GOAL OF THE EXERCISE> Look through the records below and collect all lines that hold the string "Pytest".

SUPPLIED RECORDS>

——————

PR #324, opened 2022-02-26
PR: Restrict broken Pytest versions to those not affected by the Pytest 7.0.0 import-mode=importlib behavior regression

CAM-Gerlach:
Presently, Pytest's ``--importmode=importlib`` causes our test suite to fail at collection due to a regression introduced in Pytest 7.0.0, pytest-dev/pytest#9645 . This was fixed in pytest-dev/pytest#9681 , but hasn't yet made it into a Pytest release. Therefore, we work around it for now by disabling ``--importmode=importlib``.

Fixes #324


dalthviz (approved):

——————

TASK RESPONSE>
PR: Restrict broken Pytest versions to those not affected by the Pytest 7.0.0 import-mode=importlib behavior regression
Presently, Pytest's ``--importmode=importlib`` causes our test suite to fail at collection due to a regression introduced in Pytest 7.0.0, pytest-dev/pytest#9645 . This was fixed in pytest-dev/pytest#9681 , but hasn't yet made it into a Pytest release. Therefore, we work around it for now by disabling ``--importmode=importlib``.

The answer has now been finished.